═════ Records for processing
PR #2251, opened 2023-11-15
fix: Revert game message dialogue handling

ryanzhoudev:
I don't mean to push this through just when magicus is away, but it has been unaddressed for a while now. This makes item bombs, crates, and certain other system messages become dialogue, which breaks things such as claiming item bombs. We should revisit in the future, probably with a hardcoded list of dialogue, since there is no way to differentiate between the different types of messages.


ShadowCat117:
[This was the original issue](https://github.com/Wynntils/Artemis/issues/1951), are there any other known messages that should be counted as game messages? Perhaps we should compile a list to find a pattern. I did previously have the idea of checking if there's another chat format present it isn't a game message but that's purely based on this one known message.

Since it does more damage than good for the moment though it's probably worth reverting for now

magicus (approved):

ryanzhoudev:
Off the top of my head, the messages near the llevigar meteor (star thief) quest are also in a similar style.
══════════
_How to complete this task_
Read the entries and pick out all lines that include the word "list".

_Written solution_
I don't mean to push this through just when magicus is away, but it has been unaddressed for a while now. This makes item bombs, crates, and certain other system messages become dialogue, which breaks things such as claiming item bombs. We should revisit in the future, probably with a hardcoded list of dialogue, since there is no way to differentiate between the different types of messages.
[This was the original issue](https://github.com/Wynntils/Artemis/issues/1951), are there any other known messages that should be counted as game messages? Perhaps we should compile a list to find a pattern. I did previously have the idea of checking if there's another chat format present it isn't a game message but that's purely based on this one known message.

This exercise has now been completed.